@DANDAN_THE_DANDAN:
The short of it is that it's too early to say; I said "may" be good writing and in this case meant only that (my enthusiasm for getting even
possibly-good-writing in this genre may have been leaking a bit, sorry).
To wit, I had been semi-impressed by the atmosphere building and there seemed possibly to be some subtlety to the protagonist's character (Such as, he's acting mostly fine on the outside, but he appears to actually be quite disturbed at being ripped from his home
country world, and is possibly stuck between fishing for acceptance from the locals, clinging to his own culture, and his own desire to crawl into a corner and hide—all as the backdrop to some calm and peaceful interactions in running a coffee shop.) Or at least, that was my impression after the first two chapters, but it wasn't clear where it was going to go from there.

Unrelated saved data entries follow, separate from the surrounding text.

PR #71, opened 2018-12-05
DOC: definitions of coordinates 

dkillick:
We're exploring using SpacePy to provide the basis for some coordinate transform operations using the Geomagnetic Coordinate System. Being not an expert in the field, I found it hard to work out whether SpacePy could provide such functionality based on the docs, as the supported coordinate systems are provided as abbreviations only.

As such, to lower the future bar to entry for people such as I, I've added a short definition of each supported coordinate. I've also updated the link to the IRBEM docs, as the current link seems to have stopped working.

Note: my sources for providing the definitions of the coordinates were:
* https://www.spenvis.oma.be/help/background/coortran/coortran.html
* https://www.vdl.afrl.af.mil/programs/ae9ap9/files/package/Ae9_Ap9_SPM_Users_Guide.pdf#page=16 (PDF; at time of writing also has an incorrectly configured security certificate)

As I'm not an expert in the field I'm not _certain_ the definitions are correct (especially as the two sources used slightly different definitions in a few cases), although the contents of the sources seems to relate directly to the subject matter.

### DIFF
--- a/spacepy/coordinates.py
+++ b/spacepy/coordinates.py
@@ -27,7 +27,7 @@ class Coords(object):
     in units of Re and degrees
 
     Coordinate transforms are based on the IRBEM library; `its manual
-    <http://irbem.svn.sourceforge.net/viewvc/irbem/trunk/manual/user_guide.html>`_
+    <http://svn.code.sf.net/p/irbem/code/tags/IRBEM-4.4.0/manual/user_guide.html>`_
     may prove useful. For a good reference on heliospheric and magnetospheric
     coordinate systems, see Franz & Harper, "Heliospheric Coordinate Systems",
     Planet. Space Sci., 50, pp 217-233, 2002.
--- a/spacepy/coordinates.py
+++ b/spacepy/coordinates.py
@@ -27,7 +27,7 @@ class Coords(object):
     in units of Re and degrees
 
     Coordinate transforms are based on the IRBEM library; `its manual
-    <http://svn.code.sf.net/p/irbem/code/tags/IRBEM-4.4.0/manual/user_guide.html>`_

The third chapter seems to continue a bit along these theme, but it also seems possible that this is just part of the opening gambit still.

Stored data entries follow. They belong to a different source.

PR #72, opened 2018-12-07
Fix imgmath import check in sphinx conf

jtniehof:
Somehow I managed to screw up the fix for #35 so hopefully this fixes the fix...


drsteve:
And somehow it didn't get picked up in review. This is definitely the right exception to use, so I'll merge now.

Thanks for picking this up.

PR #324, opened 2020-05-15
datamodel.py: h5py is required already, treat it that way. Closes #323

### LINKED ISSUE #323: h5py is a requirement or optional?
h5py is called out in requirements.txt and setup.py as required. 

Yet in datamodel.py there is 
```
    try:
        import h5py as h5py
    except ImportError:
        raise ImportError('h5py is required to use HDF5 files')
```
in a few places. 

Thoughts on ripping out the above from datamodel.py?

Looking at spacepy 0fbb879

balarsen:
- [X ] Pull request has descriptive title
- [ X] Pull request gives overview of changes
- [ N/A] New code has inline comments where necessary
- [ N/A] Any new modules, functions or classes have docstrings consistent with SpacePy style
- [ X] Added an entry to CHANGELOG if fixing a major bug or providing a major new feature
- [ N/A] New features and bug fixes should have unit tests
- [ X] Relevant issues are linked to (e.g. `See issue #` or `Closes #`)

Minor cutting code out of datamodel.py where h5py was treated as optional. It is required already in setup.py and requirements.txt. 

Updated changelog. 

Closes #323

### DIFF
--- a/CHANGELOG
+++ b/CHANGELOG
@@ -3,6 +3,8 @@ Changes in Version 0.2.2 (2020-xx-xx)
 - Document end of support for Python 2
 coordinates
  - Include upstream fix for SPH->RLL coordinate transform
+datamodel
+ - The h5py requirement is utilized rather than a check
 irbempy
  - Update IRBEMlib to rev620
  - Rev620 adds IGRF13 coefficients
--- a/spacepy/datamodel.py
+++ b/spacepy/datamodel.py
@@ -174,6 +174,7 @@ try:
 except ImportError:
     import io as StringIO
 
+import h5py
 import numpy
 from . import toolbox
 from . import time as spt
@@ -995,13 +996,8 @@ def fromHDF5(fname, **kwargs):
                                     'key = {0} ({1})\n'.format(key, type(key)) +
                                     'value = {0} ({1})'.format(value, type(value)), DMWarning)
 
-    try:
-        import h5py as hdf
-    except ImportError:
-        raise ImportError('HDF5 converter requires h5py')
-
     if type(fname) in str_classes:
-        hfile = hdf.File(fname, mode='r')
+        hfile = h5py.File(fname, mode='r')
     else:
         hfile = fname
         #should test here for HDF file object
@@ -1012,7 +1008,7 @@ def fromHDF5(fname, **kwargs):
         path = kwargs['path']
 
     SDobject = SpaceData()
-    allowed_elems = [hdf.Group, hdf.Dataset]
+    allowed_elems = [h5py.Group, h5py.Dataset]
     ##carry over the attributes
     hdfcarryattrs(SDobject, hfile, path)
     ##carry over the groups and datasets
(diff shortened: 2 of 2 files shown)


jtniehof:
h5py is a [soft dependency](https://spacepy.github.io/dependencies.html). SpacePy will (and should) work without it. The listing in setup.py and in requirements.txt is so that people installing via e.g. pip will get h5py and not have to install it by hand.

This is true of just about everything--the installer will work just fine without them (except Python and numpy), but we declare dependencies so people get full functionality.

balarsen:
> This is true of just about everything--the installer will work just fine without them (except Python and numpy), but we declare dependencies so people get full functionality.

But we don't... missing sphinx and numpydoc from the list for full dependency.

balarsen:
>  SpacePy will (and should) work without it

And it does not...
FAILED (errors=37, expected failures=3)

test_empiricals.py, test_datamodel.py, datamodel.py all fail.

jtniehof:
Sphinx and numpydoc are not required to run any porttion of SpacePy.

Yes, tests will fail if you don't have the dependency installed that supports the tested functionality.

balarsen:
the failing tests mean we have no way to verify that soft dependencies are
actually soft.

I think we should reevaluate how we do this. Either add tests and CI in to
make sure or move to the spacepy modules we have tossed around.

Feels really awkward.

jtniehof:
I can see the argument that we want to make sure the soft dependencies really are only affecting what we want. That would probably involve skip-decorating a lot of tests, and then the CI would have to have a LOT of possible combinations of dependencies.

What you're also finding is that for some cases we might need something to *test* a module but not to *run* it, e.g. omni. There's also a documentation issue where empiricals requires OMNI (thus hdf5) and that isn't documented. Actually since empiricals can often get the inputs elsewhere, maybe it shouldn't hard-require OMNI.

The other thing we can do, instead of skip-decorating the crap out of the tests, is to just define a few sub-test scripts and a few CI configurations that skip the "big ones." So maybe something without HDF5, something without Fortran, something without CDF. Because if we just skip-decorate everything I'd be afraid of missing, say, CI failing to install a dependency or something in the situation where we are trying to test it all. If we want to test "reduced dependency environments," sounds like a candidate for a separate issue. I don't think blowing up if people don't have h5py is necessarily getting us to a better place.

Yes, there's the modules stuff and all, but it's a lot of work and honestly not my highest priority. It wouldn't dodge the issue of testing.

jtniehof:
Objections to closing this and #323 assuming we proceed with reasonable soft dependency testing as in #333? @drsteve ?

balarsen:
Fine by me.

drsteve:
Works for me.
To handle running different commands in different jobs under Travis, I think we'll need to move the `scripts` section up under each job... or set the test script name as a variable in each job definition and then call via the variable in the `script` section.

I'm closing, but feel free to reopen if we need to. I imagine that further discussion can happen elsewhere.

The obvious black mark against it so far is that all of his customers (that the story focuses on, anyway) seem to be pretty girls with kind of flirty dialogue. If everything is in service of that—if the protagonist just feels lonely in the beginning so as to better integrate into some sort of romance plot or some such and then it'll just be harem antics or something—then this could quickly go to pot.
Time will tell. Either way, so far it comes off as roughly standard-quality quintessential "seinen" social-interaction writing of some sort or another, which is for the time being a pretty stark rise in quality-of-writing over standard-quality isekai. Like, y'know, the author may even have heard somewhere of basic writing principles like, "show it don't say it," that sort of thing.